GIVEN INFORMATION:
=== Section Start ===

PR #259, opened 2022-04-15
add new abstraction for simple Lambda that does not need explicit initialization

tomerd:
motivation: make simple things simple

changes:
* add new abstraction names SimpleLambdaHandler that has a default initializer
* add test

### DIFF
--- a/Sources/AWSLambdaRuntimeCore/LambdaHandler.swift
+++ b/Sources/AWSLambdaRuntimeCore/LambdaHandler.swift
@@ -84,6 +84,31 @@ fileprivate struct UncheckedSendableHandler<Underlying: LambdaHandler, Event, Ou
 }
 #endif
 
+// MARK: - SimpleLambdaHandler
+
+#if compiler(>=5.5) && canImport(_Concurrency)
+/// Strongly typed, processing protocol for a Lambda that takes a user defined
+/// ``EventLoopLambdaHandler/Event`` and returns a user defined
+/// ``EventLoopLambdaHandler/Output`` asynchronously.
+///
+/// - note: Simpler use cases that do not special initialization should implement this protocol instead of the lower
+///         level protocols ``LambdaHandler``,
+///         ``EventLoopLambdaHandler`` and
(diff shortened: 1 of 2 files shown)


tomerd:
we could / should consider doing this on `LambdaHander` instead of the new abstraction, also not in love with the "Simple" prefix.

stevapple:
We can drop `context:` from `LambdaHandler`’s initializer, then the `SimpleLambdaHandler` model will just fit (we can keep `async` and `throws` so users can still initialize some resources if they want).

tomerd:
@stevapple `context` is needed when users need to initialize resources, it provides thinks like the NIO EventLoop and Terminator, so we cannot drop it.

stevapple:
Is there any reason they cannot use async/await for asynchronous startup, and use throw in place of manual termination? I think that's the "simple" way and should work for most people.

tomerd:
termination is for resource cleanup when shutting down, there needs to be an entry point to that. also all NIO based clients (eg db client based on NIO) need access the the `EventLoop` for initialization to avoid thread hops

fabianfett (commented):
While I like the idea of making Lambda easier to use, I wonder if we actually achieve this goal through this change. Until now, IMO, it was clear which Handler protocol we recommend: LambdaHandler. Now the story is becoming harder.

Let's look at the pros and cons of this change:

Pro:

- We can remove 1-3 lines for very simple LambdaHandlers.
- Users don't need to specify an explicit init

Con:

- We need to explain to users the difference between `SimpleLambdaHandler` and `LambdaHandler` even in the Simple case. We need explain to users, that they shall use `SimpleLambdaHandler` if they don't have any resources that they want to share between invocations.
- The way from a very simple lambda to an actual lambda (I think every real lambda, will use some shared network resources) is becoming harder. We need to remind developers, that they need to change the `Handler` protocol and now need to implement a new init method. There is no compiler warning to point them into the right direction.

In my opinion the cons outweigh the pros. Is there something that I have overseen?

tomerd:
superseded by #273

=== Section End ===

Could you state how many lines of the entries contain the word "AWSLambdaRuntimeCore"? Only the number is wanted.

COMPLETED EXERCISE:
2